The man who had returned home was recognized as John Nobody, and he himself avowed that it was he who had once fled with Frederick Mergel. The next day the village was full of the adventures of the man who had so long been forgotten. Everybody wanted to see the man from Turkey, and they were almost surprised that he should still look like other people. The young folks, to be sure, did not remember him, but the old could still recognize his features perfectly, wretchedly disfigured though he was.
"John, John, how gray you've grown!" said an old woman; "and where did you get your wry neck?"
"From carrying wood and water in slavery," he replied. "And what has become of Mergel? You ran away together, didn't you?"
"Yes, indeed; but I do not know where he is; we got separated. If you think of him, pray for him," he added; "he probably needs it."
They asked him why Frederick had disappeared, inasmuch as he had not murdered the Jew. "Not killed him!" said John, and listened intently when they told him what the lord of the estate had purposely spread abroad in order to erase the spot from Mergel's name. "So all was in vain," he said musing, "all in vain—so much suffering!"
He sighed deeply and asked, on his part, about many things. He was told that Simon had been dead a long while, but had first fallen into complete poverty through lawsuits and bad debtors whom he could not sue because, it was said, the business relations between them had been questionable. Finally he had been reduced to begging and had died on the straw in a strange barn. Margaret had lived longer, but in absolute mental torpor. The people in the village had soon grown tired of helping her, because she let everything that they gave her go to ruin; for it is, after all, characteristic of people to abandon the most helpless, those whom assistance does not relieve for any length of time and who are and always will be in need of aid. Nevertheless she had not suffered any actual want; the family of the Baron had cared for her, sent her meals daily, and even provided medical treatment for her, when her pitiable condition had developed into complete emaciation. In her house now lived the son of the former swineherd, who had so admired Frederick's watch on that unfortunate night.
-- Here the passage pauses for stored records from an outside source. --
PR #3634, opened 2024-01-04
Remove `BinaryValue`

### LINKED ISSUE #2059: [tracking] Redesign BinaryValue

ktbarrett:
Closes #2059.

Partial rework of #3244. That PR does a *lot* more than simply remove `BinaryValue`. This PR intends only to remove `BinaryValue` and update documentation and tests related to `BinaryValue` and nothing more.

To accomplish that without changing a ton of code I had to add support for comparison with `int` to `LogicArray` and `Logic`. As a consequence this means I had to remove the hashability of `Logic`, which I don't think should affect anyone. Follow-ons might work a little more on this.

I think it's unfortunate, but unfortunately necessary, to do these cross-type equalities since it's very verbose and would require a lot of changes otherwise. The way Python was designed means that `__eq__` needs to be strict equality (despite the rest of the language being "if it looks and sounds like a duck") and we are kind of breaking that unspoken idiom, which also means we can't support any of these types in hashed collections, but there isn't much we can do. Rock and a hard place...


ktbarrett:
Needs newsfrag.

cmarqu (approved):

ktbarrett:
Added a newsfragment that will eventually point to a guide on how to upgrade or maybe this will be changed in the future. It's all very TBD rn.

cmarqu (approved):

ktbarrett:
Well I guess we did agree on this change ahead of time and there is still plenty of time to go back on the handful of changes made before the 2.0 release.

PR #3637, opened 2024-01-04
Move around commandline args in Makefile.icarus

### LINKED ISSUE #3635: Unable to override icarus verilog language generation
I am unable to override icarus verilog language generation by passing the `-g` flag in `COMPILE_ARGS`. It seems that icarus only keeps the last flag value.

The following command produced by the Makefile succeeds which is not the expected behaviour if the language generation is overwritten.
`iverilog -o sim_build/sim.vvp -D COCOTB_SIM=1 -s alu -g 2001 -f sim_build/cmds.f -g2012 alu.v`

The following command fails with a syntax error which is expected if the language generation is overwritten.
`iverilog -o sim_build/sim.vvp -D COCOTB_SIM=1 -s alu -g2012 -g 2001 -f sim_build/cmds.f alu.v`

## Files to reproduce
alu.v
```verilog
enum {
    ADD
} operation;

module alu();

endmodule
```

Makefile
```makefile
SIM ?= icarus
TOPLEVEL_LANG ?= verilog

VERILOG_SOURCES += alu.v

TOPLEVEL = alu

MODULE = test_alu

COMPILE_ARGS = -g 2001

```

test_alu.py
```python
import cocotb

@cocotb.test()
async def test(dut):
    pass
```

## System information
- cocotb version: 1.8.0
- linux version: 6.6.9
- python version: 3.11.4
- icarus verilog version: 12.0

ktbarrett:
Moves default language version in iverilog commandline args earlier to allow the user to override it later with COMPILE_ARGS. Closes #3635.

### DIFF
--- a/src/cocotb/share/makefiles/simulators/Makefile.icarus
+++ b/src/cocotb/share/makefiles/simulators/Makefile.icarus
@@ -62,7 +62,7 @@ else
   TOPMODULE_ARG :=
 endif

"All gone, all dead!" sighed John.
In the evening, when it had grown dark and the moon was shining, he was seen limping about the cemetery in the snow; he did not pray over any one grave, nor did he go very close to any, but he seemed to gaze fixedly at some of them from a distance. Thus he was found by Forester Brandes, the son of the murdered forester, whom the Baron had sent to bring John to the castle. Upon entering the living-room he looked about him timidly, as though dazed by the light, and then at the Baron who was sitting in his armchair; he had aged greatly but still had his old bright eyes, and the little red cap was still on his head, as it had been twenty-eight years ago; beside him was the Baroness, his wife, also grown old, very old.
"Now, John," said the Baron, "do tell me all about your adventures. But," as he surveyed him through his glasses, "you wasted away terribly there in Turkey, didn't you?" John began telling how Mergel had called him away from the hearth at night and said he must go away with him.
"But why did the foolish fellow ever run away?—I suppose you know that he was innocent?"